# vi Editor

## timbo2k

Hi,

in der Uni behandeln wir gerade UNIX basics. Unter anderem auch den vi Editor. Ich wollte mich nun zu Hause ein wenig mit vi vertraut machen (bin ich bisher immer rumgekommen) und musste feststellen, dass der vi in dem Grundsystem gar nicht enthalten ist. Wie kann denn sowas sein? Überall wird davon gesprochen, dass man den vi auf jedem System findet aber scheinbar ist dem ja nicht so. Nun wollte ich ihn nachinstallieren aber vi gibts auch gar nicht im Portage sondern nur vim, der ja ein aufgepeppelter vi ist. Ich wollte aber schon gern den orginal vi installieren oder kann man vim auch irgendwie beibringen, dass er sich 1:1 wie vi verhält? Bin für jeden Ratschlag dankbar.

Gruß, Tim

----------

## flubber

Bedien ihn einfach wie vi  :Very Happy:  .

Übrigens unterliegt jede Software einer gewissen Weiterentwicklung, ich glaube kaum, das der

orginal vi, in seiner Urform, noch existent ist.

Flubber

----------

## pablo_supertux

vim verhält sich nicht 1:1 zu vi, da vi nur die Basis von vim ist. Ich fürchte, dass du vi alleine, also das originale, nicht mehr finden wirst, weil es besser Entwicklungen davon gibt, in meinem System ist /usr/bin/vi nur ein Symlink zu  /usr/bin/vim.

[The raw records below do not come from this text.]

PR #1843, opened 2024-06-18
Add Support for ASP.NET Installation

nagilson:
# Intro
To support aspire, we need to be able to download the ASP.NET Runtime and install a local copy of it onto the disk.
We can do this by using the -Runtime flag to the .NET Install Script.

Much of the code was already refactored prior to use a 'DotnetInstallMode' for 'runtime', 'sdk', or 'aspnetcore'. 

# API Changes

This adds to the acquire API via changing the public 'IDotnetAcquireContext' type and giving it the 'mode' option. This option allows API callers such as C# to install aspnetcore runtimes. If no mode is provided, it will be undefined and use 'runtime', which was the old, pre-existing scenario.

Note that for the .NET SDK installation API, it has its own endpoint and the mode is ignored. This is not the greatest pattern but we can't change public interfaces. We can, however, improve the `acquire` endpoint in the future to make the other API endpoints obsolete. That is more work that could go in a different PR from this one.

# Code Changes

This updates the 'VersionResolver' and 'DirectoryProvider' to find aspnetcore versions, adds an endpoint to install aspnet core, and also generalizes events using a 'ModalEventRepublisher' to prevent duplicated code where we would publish the same telemetry event but with a different name for each installation mode. 

E.g. 'AcquisitionStarted' has an 'SDKAcquisitionStarted', 'RuntimeAcquisitionStarted', etc, now the code just needs to publish one and the Republisher will publish the more specific event for upstream telemetry sources to analyze. We do this via the publish-subscriber pattern.

It also adds `~aspnetcore` to the install key for aspnetcore runtimes to differentiate the installation directories. This is important because `'-'` used to be used to parse whether the install record was `'global'` and `'~'` used to be used to determine whether the install had an architecture. (Old records without an architecture did not have such a thing, the record would just be `'7.0.20'`, now it is `'7.0.20~x64'`, or `'7.0.20-global~x64'`. Adding `~aspnetcore` to the end will not break the logic due to when it was added, and because we now store the install information as a class instead of in strings.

Du kannst aber vim so schalten, dass er sich wie vi verhält (das ist aber nicht als default gesetzt). Öffne vim und gib als Befehl:

:set compatible

dann hast du ein vi

edit: sorry, typo! Es ist compatible

----------

## timbo2k

Hi, das ist doch schonmal ne gute Möglichkeit mit dem :set compatible.

[Edit]Es muss ":set compatible" heißen oder?[/Edit]

Vielen Dank, TimLast edited by timbo2k on Sun Apr 03, 2005 10:10 am; edited 1 time in total

----------

## psyqil

Klar gibt's den noch, letztes Update letzte Woche: http://ex-vi.sourceforge.net/ oder http://freshmeat.net/projects/vi/ aber mit :set nocompatible bist Du wohl besser bedient. Mach doch mal ":help vi_diff" im vim.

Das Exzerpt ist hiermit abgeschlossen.